Is this statement always true?

If $p_1,…,p_n$ are all primes that exist, than $p_1\cdot p_2\cdot \cdot \cdot p_n + 1$ will always be prime. I am confused because I thought Euclid’s proof of infinity of primes was based on proving existence of a prime that is other than assumed finitely many primes, i.e., $p_1, p_2, …, p_n$. I always thought $p_1\cdot p_2\cdot \cdot \cdot p_n + 1$ was a prime because it is not divisible by any of the prime among $p_1,…,p_n$.

https://primes.utm.edu/notes/proofs/infinite/euclids.html

But this website says that $p_1\cdot p_2\cdot \cdot \cdot p_n + 1$ should not be considered as a prime?

Solutions Collecting From Web of "Is this statement always true?"

$$2\cdot3\cdot5\cdot7\cdot11\cdot13+1=59\cdot509$$

Hint $\ $ Suppose for contradiction that $\,2\,$ and $\,7\,$ are the only primes.

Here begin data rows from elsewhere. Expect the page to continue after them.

PR #1436, opened 2020-03-07
Configuration revamp - Part 1

glennsl:
Just to make sure I'm on the right track. This introduces a new configuration API, similar to the recent Theme revamp, but without central management of contributions. Instead the "schema" is entirely local, with generated getters instead of keys that have to be passed to a centralized getter function. I'm pretty sure we could convert the Theme API to this as well, to cut even more of the boilerplate.

So far only the Editor has been converted to the new API.

TODO:
- [x] Proper loading and initialization of configuration file
- [x] Cleanup
- [x] Remove opt-in default?

Nest steps:
- [ ] "Synchronization"
- [ ] Update/transformation mechanism
- [ ] Convert everything to the new API
- [ ] Contributed configuration from extensions


src/UI/EditorGroupView.re
```diff
@@ -210,25 +158,15 @@ let make = (~state: State.t, ~windowId: int, ~editorGroup: EditorGroup.t, ()) =>
...
             completions={state.completions}
             tokenTheme={state.tokenTheme}
             definition={state.definition}
-            shouldRenderWhitespace
-            showMinimapSlider
-            hoverDelay
-            isHoverEnabled
-            shouldRenderIndentGuides
-            shouldHighlightActiveIndentGuides
+            config={state.config.settings}
```
glennsl: The configuration collection has no application-specific type information, and so could be even be used for generic components.

src/Feature/Editor/EditorConfiguration.re
```diff
@@ -0,0 +1,79 @@
...
+  setting("editor.fontFamily", string |> default("FiraCode-Regular.ttf"));
+let fontSize = setting("editor.fontSize", int |> default(14));
+let largeFileOptimization =
+  setting("editor.largeFileOptimizations", bool |> default(true));
+let highlightActiveIndentGuide =
+  setting("editor.highlightActiveIndentGuide", bool |> default(true));
+let indentSize = setting("editor.indentSize", int |> default(4));
+let insertSpaces = setting("editor.insertSpaces", bool |> default(false));
+let lineNumbers = setting("editor.lineNumbers", lineNumbers |> default(`On));
+let matchBrackets = setting("editor.matchBrackets", bool |> default(true));
```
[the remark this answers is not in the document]
CrossR: I can't imagine any case where we wouldn't want a default, even if the default is just like `""` for a path etc, or a `None` equivalent for some options.

If its easier/simpler code and it forces us to always set a sane default, I can't see a downside.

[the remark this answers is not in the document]
glennsl: Yeah, that's what eventually started dawning on me as well.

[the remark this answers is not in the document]
bryphe: Makes sense to me to always have a default as well 👍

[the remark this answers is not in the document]
bryphe: I really like having the settings completely described in this way! 

I could see in the future - extending this to a friendly name + a description. This could be used a couple of ways:
- Auto-generate our documentation
- Provide completion / suggestions when editing our configuration.

Very cool @glennsl

src/Feature/Editor/EditorSurface.re
```diff
@@ -213,16 +202,14 @@ let make =
...
       bottomVisibleLine
-      shouldHighlightActiveIndentGuides
       mode
       isActiveSplit
       gutterWidth
       bufferWidthInCharacters={layout.bufferWidthInCharacters}
+      config
     />
-    {showMinimap
+    {Config.Minimap.enabled(config)
```
bryphe: Is there any performance impact to this, versus what we had before? For example, does it have to parse JSON everytime we ask for `Config.Minimap.enabled`? I'd be curious if we are getting any allocations here. If so, perhaps it'd be possible to memoize this.

src/Feature/Editor/SurfaceView.re
```diff
@@ -161,19 +160,19 @@ let%component make =
           ~cursorPosition,
           ~definition,
           ~bufferSyntaxHighlights,
-          ~shouldRenderWhitespace,
+          ~shouldRenderWhitespace=Config.renderWhitespace(config),
           ~bufferWidthInCharacters,
         );
 
-        if (shouldRenderIndentGuides) {
+        if (Config.renderIndentGuides(config)) {
```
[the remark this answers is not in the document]
bryphe: Cool!

src/UI/EditorGroupView.re
bryphe: Excellent 👌

src/Feature/Editor/EditorConfiguration.re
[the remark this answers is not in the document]
glennsl: Definitely. That would require them to be collected centrally somehow though. We could do that impurely by registering them in a global, otherwise we'd need to have a list of contributions.  The problem with the latter is that these must be parameterized by the value for the getter to be able to return the value appropriately typed. We don't need that centrally though, so we could either hide it using an existential type or just extract the non-parameterized data. Either way, it requires making another function call for each item before putting it in the contributions list.

src/Feature/Editor/EditorSurface.re
glennsl: There's definitely some overhead, so I certainly wouldn't recommend putting these into a tight loop. It doesn't need to parse the entire JSON, but does need to look it up by key (which is primarily by a precomputed hash, but also matches the string itself when the hash matches match in case of collision) and decode the value (which for primitive types is just a pattern match).

To avoid this overhead I think we could create a local configuration record that's memoized based on physical equality for the configuration collection. I'll do some testing to see if it's worth the bother though.

glennsl: Results are in!

Before this change:

```
|  EditorSurface - Rendering: Minimal state                           |  10         |  0.251815080643     |  6261      |  0         |  9172453      |  254607     |  2333952      |
|  EditorSurface - Rendering: 1000 Lines state                        |  10         |  0.176056146622     |  6261      |  0         |  8964854      |  103670     |  2181990      |
|  EditorSurface - Rendering: 1000 Lines state - With indent guides   |  10         |  0.175040006638     |  6261      |  0         |  8964924      |  103670     |  2181990      |
|  EditorSurface - Rendering: 100000 Lines state                      |  10         |  0.18078494072      |  6261      |  0         |  8964854      |  103670     |  2181990      |
|  EditorSurface - Rendering: 100000 Lines state - No minimap         |  10         |  0.097088098526     |  1451      |  0         |  2536854      |  62802      |  551452       |
```

After this change:

```
|  EditorSurface - Rendering: Minimal state                           |  10         |  0.248698949814     |  6261      |  0         |  9169698      |  254547     |  2290072      |
|  EditorSurface - Rendering: 1000 Lines state                        |  10         |  0.178162097931     |  6261      |  0         |  8962099      |  103610     |  2138110      |
|  EditorSurface - Rendering: 1000 Lines state - With indent guides   |  10         |  0.176610946655     |  6261      |  0         |  8962698      |  103730     |  2138230      |
|  EditorSurface - Rendering: 100000 Lines state                      |  10         |  0.183979034424     |  6261      |  0         |  8962099      |  103610     |  2138110      |
|  EditorSurface - Rendering: 100000 Lines state - No minimap         |  10         |  0.10581612587      |  1451      |  0         |  2534758      |  62862      |  551512       |
```

So it's actually an improvement, although not a significant one. 2% less major allocation for 1000 lines is the largest difference from the numbers I checked.

bryphe: Interesting. Those are great results! Thanks for checking.

src/Feature/Editor/EditorConfiguration.re
```diff
@@ -0,0 +1,75 @@
...
+open Config.Schema;
+
+module CustomDecoders: {
+  let whitespace: Config.Schema.decoder([ | `All | `Boundary | `None]);
+  let lineNumbers: Config.Schema.decoder([ | `On | `Relative | `Off]);
+  let time: Config.Schema.decoder(Time.t);
+} = {
+  open Json.Decode;
+
+  let whitespace =
```
bryphe: Sorry, I just realized this PR I merged collides and will need to be brought over, too

https://github.com/onivim/oni2/pull/1421

I'll hold off on any other configuration changes until after this PR-

glennsl: No worries. There's not much that can conflict directly. On the contrary, this looks like a great example and test case for a pretty advanced custom configuration setting!

glennsl:
Looked more into how extension configuration works, and of course it's much more complicated than I expected.

As described in the [API reference](https://code.visualstudio.com/api/references/vscode-api#WorkspaceConfiguration), there are eight "levels" a setting can be specified in, and these all need to be rendered into a single set that should be passed on to the extensions. Which means we need to collect all the defaults centrally.

So it seems very similar to how theme definition and resolution works, and I think we can make both a kind of hybrid of the current Theme and Configuration proposals:

```reason
// Definition
module Config = {
  let enabled = setting("whatamafob.enabled", bool, ~default=true);
};

// Contributions
module Contributions = {
  let settings = [
    Config.enabled.spec,
    ...
  ];
};

// Get
if (Config.enabled.get(settings)) { ...}

// Set
dispatch(Actions.SettingChanged(Config.enabled.set(false)));
```

This will give us much more flexibility without giving up much convenience. It's still nice and type-safe, and we can protect against forgetting to contribute a setting by logging an error if we try to retrieve a default that doesn't exist centrally, but can still return the default locally so we don't have to deal with `option`s and we don't have to crash either.

glennsl:
It also seems we have to support merging of object values, which will complicate the decoders/encoders a bit.

bryphe:
> As described in the API reference, there are eight "levels" a setting can be specified in, and these all need to be rendered into a single set that should be passed on to the extensions.

One note - we don't actually have to handle this rendering-into-a-single-set - we pass the extension host each piece individually, and it handles showing the right 'view' to the extensions:

We have this configuration `model` that represents the `defaults`, `user` settings, and `workspace` settings - and we pass those individually to the extension host:

https://github.com/onivim/oni2/blob/39477a2999c5f269126f4d74d711fabb4885afc9/src/Extensions/Configuration.re#L65

(It corresponds to the `IConfigurationData` on the VSCode side: https://github.com/microsoft/vscode/blob/c2a604a18c5d3696f62267feadfb1d7583bcbccd/src/vs/platform/configuration/common/configuration.ts#L140)

So we might not need to implement the full 'merge' logic, if VSCode handles it for us.

However, I believe that VSCode requires that the settings be expanded, ie, instead of:

```
{
   "terminal.integrated.fontFamily": "Menlo" 
}
```

it expects objects of the form:
```
{
   "terminal": {
        "integrated": {
            "fontFamily": "Menlo"
        }
   }
}
```

And we do that transformation here: https://github.com/onivim/oni2/blob/39477a2999c5f269126f4d74d711fabb4885afc9/src/Extensions/Configuration.re#L50

glennsl:
Oh damn, I missed that, because I didn't notice `IConfigurationInitData` extended `IConfigurationData`. That changes things...

I have been going for precomputing the flattened set of settings whenever one of the sources changes, since that's a nice optimization anyway and makes the getter very simple. But perhaps that's not the way to go then. And if we need to "explode" the keys, perhaps we should do that initially when the key with precomputed hash is created and build a proper lookup tree instead.

Anyway, thanks for setting me straight! I might have wasted a lot of time this week if you hadn't!

bryphe:
>  I missed that, because I didn't notice IConfigurationInitData extended IConfigurationData. That changes things...

Right, that is really confusing!

> I have been going for precomputing the flattened set of settings whenever one of the sources changes, since that's a nice optimization anyway and makes the getter very simple. But perhaps that's not the way to go then. And if we need to "explode" the keys, perhaps we should do that initially when the key with precomputed hash is created and build a proper lookup tree instead.

I think you're right - it'd be better to "explode" initially, and then have a way to lookup against that tree. Seems simpler than the reverse. It also means we'd be more robust in our configuration parsing, if someone handed us an "exploded" configuration - a case we don't handle correctly right now.

> Anyway, thanks for setting me straight! I might have wasted a lot of time this week if you hadn't!

Glad it helped! I got burned by this before too. Your work here will set us up well to tackle some of the blockers we have w/ configuration and the extension host.

src/Feature/Editor/EditorSurface.re
glennsl: After the last refactor:

```
|  EditorSurface - Rendering: Minimal state                           |  10         |  0.256767034531     |  6261      |  0         |  9172609      |  254597     |  2290122      |
|  EditorSurface - Rendering: 1000 Lines state                        |  10         |  0.190254926682     |  6261      |  0         |  8965010      |  103660     |  2138160      |
|  EditorSurface - Rendering: 1000 Lines state - With indent guides   |  10         |  0.191276073456     |  6261      |  0         |  8966318      |  103950     |  2138450      |
|  EditorSurface - Rendering: 100000 Lines state                      |  10         |  0.197165966034     |  6261      |  0         |  8965010      |  103660     |  2138160      |
|  EditorSurface - Rendering: 100000 Lines state - No minimap         |  10         |  0.11461186409      |  1451      |  0         |  2538268      |  63172      |  551822       |
```

Minor allocations have jumped back up. Major allocations still 2% lower. Still nothing significant.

Then $\,15 = 2*7+1\,$ has no smaller prime factors so is prime, contradiction. But $15$ is not prime in the real integers. Rather, it is prime only in the hypothetical integers having only the primes $\,2\,$ and $\,7\,$.

Typically one proves that every natural number $n>1$ is divisible by a prime by strong induction. The idea of the proof is to construct a number which is not divisible by any prime supposing that we had only finitely many primes $p_1, \dotsc, p_n$. This number is $p_1p_2\cdots p_n+1$ which leads to a contradiction. If we have infinitely many primes, there could be other primes than $p_1, \dotsc, p_n$ which divide $p_1p_2\cdots p_n+1$.